Although the classification spans most telegraph types, the multi-directional telegraph is quite unique in its general design, and can be challenging to configure. This is mainly due to the amount of wiring required, and, in turn, the amount of space needed. For instance, a three direction telegraph requires a minimum of six separate lengths of wire, and that's just to create a classic one-torch receiver system, with no additional capabilities. While this is less of a problem over short distances, acquiring the massive quantities of redstone needed for such a project can be problematic, and it is good practice to make a rough estimate of how much you'll need before beginning its construction.
Simple Multi-Directional Morse Telegraph
This is a really simple morse code receiver and sender. The Redstone Lamp aligned near the Lever shows what your sending and the lamp in the wall on Layer 1 is the receiver. The Signs are to show which telegraph room is receiving the message. Build a mirror of the structure to complete a Multi-Directional Morse Telegraph Sender and Receiver Room. The Redstone on the floor is the sender and the line on the Slab is receiver.
- Structure starts above ground
- Slabs are on upper section
- Levers hooked onto top wall
This device allows you to transmit different signals without any modification to the transmission line (it can remain a combination of redstone wires and repeaters).
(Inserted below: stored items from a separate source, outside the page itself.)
PR #743, opened 2026-06-26
feat(oauth): honor --project-id on the OAuth login path

lucasheriques:
## Problem

`--project-id` is already a global flag and is honored on the CI path, but on the interactive OAuth path it was silently dropped — the project came solely from `tokenResponse.scoped_teams[0]` (whatever the user picked on the consent screen). So a caller that knows the target project (e.g. PostHog's in-app MCP analytics onboarding) couldn't actually pin it, and if the user picked the wrong project on consent we'd silently capture into it.

## Changes

In `askForWizardLogin` (`src/utils/setup-utils.ts`):
- Accept `projectId` and use it as authoritative when the user granted access to it (`scoped_teams` includes it).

In this system different frequencies represent different signals.
To build this circuit, you should build a transmitter — a simple oscillator — and attach it to the transmission line with a repeater. At the other end of the line build another oscillator with the same delay. Configure the output of the transmission line in order to match the oscillators (they should turn on and off exactly at the same time, this is very important).
Then connect the receiver oscillator and the output of the transmission line to a comparator in subtraction mode. If the received waveform is different from the receiver oscillator waveform, the comparator will generate a blinking signal at its output.
You can connect the transmission line to different receivers with different frequencies, and don't forget to match the timing.
The receiver curcuit might get bulky, but this system allows you to spend much less redstone on the transmission line if you have the transmitter and the receiver far away from each other.
Analog telegraph uses up to 16 states of a redstone wire instead of just two. Animation on the left is pretty self-explanatory: connect the repeaters as shown. The distance between the matching repeaters should be exactly 15.
if the telegraph goes outside the loaded chunks, it will not work, as redstone repeaters (needed to maintain signal) will not update (tested in 1.3.2), however this is the most important use for the telegraph, as no visual signals can be given. This may have changed in previous updates.